Task instructions =>
Exactly as given, write out all the entries again.
◇ ◇ ◇ ◇ ◇
PR #7640, opened 2025-09-23
fix: support non interactive tty when deploying

VitaliyR:

#### Summary

Adds support for non interactive TTY when running `netlify deploy`

---

      passes our tests.

### DIFF
--- a/src/commands/deploy/deploy.ts
+++ b/src/commands/deploy/deploy.ts
@@ -1,6 +1,7 @@
 import { type Stats } from 'fs'
 import { stat } from 'fs/promises'
 import { basename, resolve } from 'path'
+import { stdin, stdout } from 'process'
 
 import type { NetlifyAPI } from '@netlify/api'
 import { type NetlifyConfig, type OnPostBuild, runCoreSteps } from '@netlify/build'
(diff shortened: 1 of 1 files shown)


src/commands/deploy/deploy.ts
```diff
@@ -10,6 +10,7 @@ import isObject from 'lodash/isObject.js'
 import { parseAllHeaders } from '@netlify/headers-parser'
 import { parseAllRedirects } from '@netlify/redirect-parser'
 import prettyjson from 'prettyjson'
+import { stdin, stdout } from 'process'
```
eduardoboucas: nit: Move this to the top, near the other built-in imports.

src/commands/deploy/deploy.ts
```diff
@@ -118,6 +119,12 @@ const getDeployFolder = async ({
   }
 
   if (!deployFolder) {
+    if (!stdin.isTTY || !stdout.isTTY) {
+      // non interactive - can't get the value, resolve to the cwd
+      deployFolder = command.workspacePackage ? command.jsWorkspaceRoot || site.root : command.workingDir
+      return deployFolder || command.workingDir
```
eduardoboucas: nit: I personally find the nesting of conditionals quite confusing and would prefer a more explicit version, even if more verbose. Up to you, though.

```suggestion
      if (command.workspacePackage) {
        if (command.jsWorkspaceRoot) {
          return command.jsWorkspaceRoot
        }

        if (site.root) {
          return site.root
        }
      }

      // Either not a workspace package, or empty site root.
      return command.workingDir
```

src/commands/deploy/deploy.ts
```diff
@@ -118,6 +119,12 @@ const getDeployFolder = async ({
   }
 
   if (!deployFolder) {
+    if (!stdin.isTTY || !stdout.isTTY) {
```
eduardoboucas, line 122: nit: Might be nice to abstract this to a `isInteractive` method that we use in the different places we're checking this to ensure consistent behaviour. I could also see us introducing an explicit flag to control this behaviour (similar to npm's `--yes`) and that would make it easier to integrate. Not a blocker, though.

eduardoboucas (approved):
◇ ◇ ◇ ◇ ◇
Answer area =>
PR #7640, opened 2025-09-23
fix: support non interactive tty when deploying

VitaliyR:

#### Summary

Adds support for non interactive TTY when running `netlify deploy`

---

      passes our tests.

### DIFF
--- a/src/commands/deploy/deploy.ts
+++ b/src/commands/deploy/deploy.ts
@@ -1,6 +1,7 @@
 import { type Stats } from 'fs'
 import { stat } from 'fs/promises'
 import { basename, resolve } from 'path'
+import { stdin, stdout } from 'process'
 
 import type { NetlifyAPI } from '@netlify/api'
 import { type NetlifyConfig, type OnPostBuild, runCoreSteps } from '@netlify/build'
(diff shortened: 1 of 1 files shown)


src/commands/deploy/deploy.ts
```diff
@@ -10,6 +10,7 @@ import isObject from 'lodash/isObject.js'
 import { parseAllHeaders } from '@netlify/headers-parser'
 import { parseAllRedirects } from '@netlify/redirect-parser'
 import prettyjson from 'prettyjson'
+import { stdin, stdout } from 'process'
```
eduardoboucas: nit: Move this to the top, near the other built-in imports.

src/commands/deploy/deploy.ts
```diff
@@ -118,6 +119,12 @@ const getDeployFolder = async ({
   }
 
   if (!deployFolder) {
+    if (!stdin.isTTY || !stdout.isTTY) {
+      // non interactive - can't get the value, resolve to the cwd
+      deployFolder = command.workspacePackage ? command.jsWorkspaceRoot || site.root : command.workingDir
+      return deployFolder || command.workingDir
```
eduardoboucas: nit: I personally find the nesting of conditionals quite confusing and would prefer a more explicit version, even if more verbose. Up to you, though.

```suggestion
      if (command.workspacePackage) {
        if (command.jsWorkspaceRoot) {
          return command.jsWorkspaceRoot
        }

        if (site.root) {
          return site.root
        }
      }

      // Either not a workspace package, or empty site root.
      return command.workingDir
```

src/commands/deploy/deploy.ts
```diff
@@ -118,6 +119,12 @@ const getDeployFolder = async ({
   }
 
   if (!deployFolder) {
+    if (!stdin.isTTY || !stdout.isTTY) {
```
eduardoboucas, line 122: nit: Might be nice to abstract this to a `isInteractive` method that we use in the different places we're checking this to ensure consistent behaviour. I could also see us introducing an explicit flag to control this behaviour (similar to npm's `--yes`) and that would make it easier to integrate. Not a blocker, though.

eduardoboucas (approved):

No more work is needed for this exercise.